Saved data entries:
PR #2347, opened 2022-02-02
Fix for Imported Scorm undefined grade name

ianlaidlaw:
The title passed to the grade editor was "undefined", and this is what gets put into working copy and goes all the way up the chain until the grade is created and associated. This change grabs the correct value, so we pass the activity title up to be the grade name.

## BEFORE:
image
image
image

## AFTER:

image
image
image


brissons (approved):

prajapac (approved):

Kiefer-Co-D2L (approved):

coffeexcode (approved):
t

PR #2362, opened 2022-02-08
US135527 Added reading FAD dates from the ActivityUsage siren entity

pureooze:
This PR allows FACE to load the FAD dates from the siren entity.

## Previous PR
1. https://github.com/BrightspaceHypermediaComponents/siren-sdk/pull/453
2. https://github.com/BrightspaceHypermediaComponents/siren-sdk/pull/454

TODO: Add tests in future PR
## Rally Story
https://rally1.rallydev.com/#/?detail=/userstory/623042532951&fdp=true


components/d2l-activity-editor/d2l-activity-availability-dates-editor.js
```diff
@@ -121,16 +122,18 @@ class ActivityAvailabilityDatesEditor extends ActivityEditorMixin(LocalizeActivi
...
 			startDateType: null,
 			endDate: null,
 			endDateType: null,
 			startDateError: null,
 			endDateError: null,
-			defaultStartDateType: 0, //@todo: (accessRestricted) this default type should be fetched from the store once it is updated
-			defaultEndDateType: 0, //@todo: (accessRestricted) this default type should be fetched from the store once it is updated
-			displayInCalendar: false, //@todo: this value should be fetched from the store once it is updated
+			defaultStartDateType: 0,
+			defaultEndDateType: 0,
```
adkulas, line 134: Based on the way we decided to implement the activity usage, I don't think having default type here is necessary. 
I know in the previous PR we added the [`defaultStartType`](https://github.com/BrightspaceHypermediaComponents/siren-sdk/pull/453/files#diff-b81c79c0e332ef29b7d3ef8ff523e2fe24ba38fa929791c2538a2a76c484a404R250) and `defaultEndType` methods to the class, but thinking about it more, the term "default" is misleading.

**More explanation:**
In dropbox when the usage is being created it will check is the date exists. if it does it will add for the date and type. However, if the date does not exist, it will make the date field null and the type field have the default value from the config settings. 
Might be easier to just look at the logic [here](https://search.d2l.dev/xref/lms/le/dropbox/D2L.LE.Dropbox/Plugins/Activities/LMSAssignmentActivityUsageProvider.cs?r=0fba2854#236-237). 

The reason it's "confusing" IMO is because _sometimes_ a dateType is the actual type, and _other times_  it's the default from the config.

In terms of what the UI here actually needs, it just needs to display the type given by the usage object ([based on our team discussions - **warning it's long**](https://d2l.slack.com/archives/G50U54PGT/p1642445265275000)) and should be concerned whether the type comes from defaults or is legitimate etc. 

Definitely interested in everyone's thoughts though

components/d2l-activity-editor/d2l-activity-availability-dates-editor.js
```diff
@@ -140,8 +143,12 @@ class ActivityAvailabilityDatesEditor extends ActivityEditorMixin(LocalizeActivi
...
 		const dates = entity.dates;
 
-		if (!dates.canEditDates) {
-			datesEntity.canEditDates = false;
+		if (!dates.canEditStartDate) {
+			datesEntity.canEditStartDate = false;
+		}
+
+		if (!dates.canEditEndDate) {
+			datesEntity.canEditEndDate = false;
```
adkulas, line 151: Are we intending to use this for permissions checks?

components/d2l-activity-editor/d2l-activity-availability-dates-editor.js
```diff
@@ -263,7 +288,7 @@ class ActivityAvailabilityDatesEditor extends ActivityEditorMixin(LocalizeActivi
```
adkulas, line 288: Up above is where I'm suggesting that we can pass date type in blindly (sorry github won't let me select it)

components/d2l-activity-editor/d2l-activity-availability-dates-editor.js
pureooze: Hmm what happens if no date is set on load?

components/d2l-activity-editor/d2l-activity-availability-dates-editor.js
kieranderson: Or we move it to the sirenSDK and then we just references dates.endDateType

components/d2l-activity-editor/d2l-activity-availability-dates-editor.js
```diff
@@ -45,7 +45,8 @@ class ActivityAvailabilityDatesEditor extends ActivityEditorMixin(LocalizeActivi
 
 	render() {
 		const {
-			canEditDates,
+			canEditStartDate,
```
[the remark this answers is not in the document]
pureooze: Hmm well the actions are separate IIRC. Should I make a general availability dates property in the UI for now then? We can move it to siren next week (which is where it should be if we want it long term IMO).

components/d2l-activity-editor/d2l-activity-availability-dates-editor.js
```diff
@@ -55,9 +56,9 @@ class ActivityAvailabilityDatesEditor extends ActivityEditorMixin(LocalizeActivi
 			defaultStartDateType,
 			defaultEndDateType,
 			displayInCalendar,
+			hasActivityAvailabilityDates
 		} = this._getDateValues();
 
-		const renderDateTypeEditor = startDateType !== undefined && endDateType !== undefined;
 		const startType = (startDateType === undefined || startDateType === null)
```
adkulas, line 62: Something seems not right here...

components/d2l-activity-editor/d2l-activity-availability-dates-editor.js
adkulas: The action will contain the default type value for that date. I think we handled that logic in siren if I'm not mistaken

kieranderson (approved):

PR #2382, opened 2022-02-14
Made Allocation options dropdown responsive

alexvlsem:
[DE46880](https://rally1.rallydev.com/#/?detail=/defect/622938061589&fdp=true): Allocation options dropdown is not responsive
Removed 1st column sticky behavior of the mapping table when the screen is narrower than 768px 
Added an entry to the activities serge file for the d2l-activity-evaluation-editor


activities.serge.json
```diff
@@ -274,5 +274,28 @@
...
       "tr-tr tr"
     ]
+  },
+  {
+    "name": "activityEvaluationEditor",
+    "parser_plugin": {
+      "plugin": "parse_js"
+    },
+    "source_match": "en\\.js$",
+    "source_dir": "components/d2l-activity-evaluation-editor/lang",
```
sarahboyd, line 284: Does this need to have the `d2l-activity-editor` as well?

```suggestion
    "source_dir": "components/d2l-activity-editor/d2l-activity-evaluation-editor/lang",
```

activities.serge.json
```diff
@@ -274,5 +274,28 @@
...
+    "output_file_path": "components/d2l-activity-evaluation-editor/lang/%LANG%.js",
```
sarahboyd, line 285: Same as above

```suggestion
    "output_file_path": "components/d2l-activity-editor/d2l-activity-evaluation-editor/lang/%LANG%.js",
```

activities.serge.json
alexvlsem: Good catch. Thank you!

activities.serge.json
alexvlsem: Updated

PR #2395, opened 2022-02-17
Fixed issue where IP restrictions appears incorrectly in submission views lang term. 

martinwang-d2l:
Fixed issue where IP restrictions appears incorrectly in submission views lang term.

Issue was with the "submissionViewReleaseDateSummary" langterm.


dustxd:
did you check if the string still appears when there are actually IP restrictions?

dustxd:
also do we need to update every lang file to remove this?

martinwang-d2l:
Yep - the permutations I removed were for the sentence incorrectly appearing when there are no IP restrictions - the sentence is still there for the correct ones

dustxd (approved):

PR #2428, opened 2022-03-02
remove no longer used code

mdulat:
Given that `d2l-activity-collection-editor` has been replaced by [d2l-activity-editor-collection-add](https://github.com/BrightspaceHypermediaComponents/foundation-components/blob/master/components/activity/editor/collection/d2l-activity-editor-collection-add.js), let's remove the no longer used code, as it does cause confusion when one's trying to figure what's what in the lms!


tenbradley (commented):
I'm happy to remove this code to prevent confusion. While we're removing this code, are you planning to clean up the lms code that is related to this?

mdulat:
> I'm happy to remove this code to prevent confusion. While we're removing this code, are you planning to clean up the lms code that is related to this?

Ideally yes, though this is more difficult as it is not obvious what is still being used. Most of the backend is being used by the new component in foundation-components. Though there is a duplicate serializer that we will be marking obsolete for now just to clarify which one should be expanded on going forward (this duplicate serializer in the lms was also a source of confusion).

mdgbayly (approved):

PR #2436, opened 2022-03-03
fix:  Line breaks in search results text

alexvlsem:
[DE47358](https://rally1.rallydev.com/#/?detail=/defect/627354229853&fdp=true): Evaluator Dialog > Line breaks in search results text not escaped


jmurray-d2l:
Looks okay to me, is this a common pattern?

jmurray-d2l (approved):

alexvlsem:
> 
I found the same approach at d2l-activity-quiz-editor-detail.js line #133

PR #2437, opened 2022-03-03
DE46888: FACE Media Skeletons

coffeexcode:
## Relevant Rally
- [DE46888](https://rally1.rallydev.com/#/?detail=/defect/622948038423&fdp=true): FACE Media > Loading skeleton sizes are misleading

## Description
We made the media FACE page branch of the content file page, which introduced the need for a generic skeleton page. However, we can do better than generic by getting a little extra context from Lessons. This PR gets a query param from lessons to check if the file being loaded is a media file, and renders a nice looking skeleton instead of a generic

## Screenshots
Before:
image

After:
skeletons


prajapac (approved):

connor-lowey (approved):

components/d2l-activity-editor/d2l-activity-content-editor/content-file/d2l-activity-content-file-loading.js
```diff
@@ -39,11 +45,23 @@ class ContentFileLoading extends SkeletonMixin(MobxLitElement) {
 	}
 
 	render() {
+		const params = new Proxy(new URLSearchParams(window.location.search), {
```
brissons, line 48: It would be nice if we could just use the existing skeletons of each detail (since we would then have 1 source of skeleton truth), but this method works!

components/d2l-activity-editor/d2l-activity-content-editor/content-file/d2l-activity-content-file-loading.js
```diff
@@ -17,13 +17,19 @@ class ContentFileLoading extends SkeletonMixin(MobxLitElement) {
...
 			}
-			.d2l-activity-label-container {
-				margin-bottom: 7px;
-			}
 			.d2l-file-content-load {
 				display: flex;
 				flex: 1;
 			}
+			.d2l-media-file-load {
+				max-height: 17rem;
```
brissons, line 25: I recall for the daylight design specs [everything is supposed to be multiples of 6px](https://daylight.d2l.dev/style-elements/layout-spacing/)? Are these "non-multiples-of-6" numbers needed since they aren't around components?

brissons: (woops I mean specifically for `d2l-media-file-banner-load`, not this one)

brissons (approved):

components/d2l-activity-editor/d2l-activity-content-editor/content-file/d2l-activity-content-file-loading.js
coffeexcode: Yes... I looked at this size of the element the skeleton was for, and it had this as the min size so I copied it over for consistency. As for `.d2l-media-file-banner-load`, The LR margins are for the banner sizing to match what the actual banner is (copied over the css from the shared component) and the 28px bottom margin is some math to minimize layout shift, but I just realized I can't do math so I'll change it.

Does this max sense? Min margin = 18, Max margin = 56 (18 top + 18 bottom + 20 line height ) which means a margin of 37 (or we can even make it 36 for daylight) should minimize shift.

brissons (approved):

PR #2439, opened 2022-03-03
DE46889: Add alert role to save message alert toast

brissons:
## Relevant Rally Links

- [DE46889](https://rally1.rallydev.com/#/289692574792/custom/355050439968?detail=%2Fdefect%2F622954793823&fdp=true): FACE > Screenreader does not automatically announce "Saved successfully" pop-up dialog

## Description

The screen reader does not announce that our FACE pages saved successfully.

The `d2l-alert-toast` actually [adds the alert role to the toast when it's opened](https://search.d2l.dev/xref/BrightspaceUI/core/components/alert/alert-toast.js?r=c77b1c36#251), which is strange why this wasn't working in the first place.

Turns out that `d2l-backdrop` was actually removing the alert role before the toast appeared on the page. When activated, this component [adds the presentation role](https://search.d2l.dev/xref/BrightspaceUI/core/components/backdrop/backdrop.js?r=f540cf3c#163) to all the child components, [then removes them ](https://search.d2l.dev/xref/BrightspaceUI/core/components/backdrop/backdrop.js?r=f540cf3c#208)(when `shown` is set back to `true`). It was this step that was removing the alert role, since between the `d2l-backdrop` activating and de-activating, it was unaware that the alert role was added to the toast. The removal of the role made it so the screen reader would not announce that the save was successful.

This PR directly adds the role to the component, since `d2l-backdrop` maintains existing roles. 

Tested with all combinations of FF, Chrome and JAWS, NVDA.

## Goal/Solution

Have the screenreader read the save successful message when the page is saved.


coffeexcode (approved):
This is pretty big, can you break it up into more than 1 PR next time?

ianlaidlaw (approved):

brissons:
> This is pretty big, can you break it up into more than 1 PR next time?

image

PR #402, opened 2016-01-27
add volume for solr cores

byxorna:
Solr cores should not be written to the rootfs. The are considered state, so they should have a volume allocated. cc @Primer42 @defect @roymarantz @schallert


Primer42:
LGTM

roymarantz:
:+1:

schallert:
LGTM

▶ Aim of the exercise:
Among the lines of the data, some may contain the string "existing"; report how many, and nothing more.

▶ Written reply:
2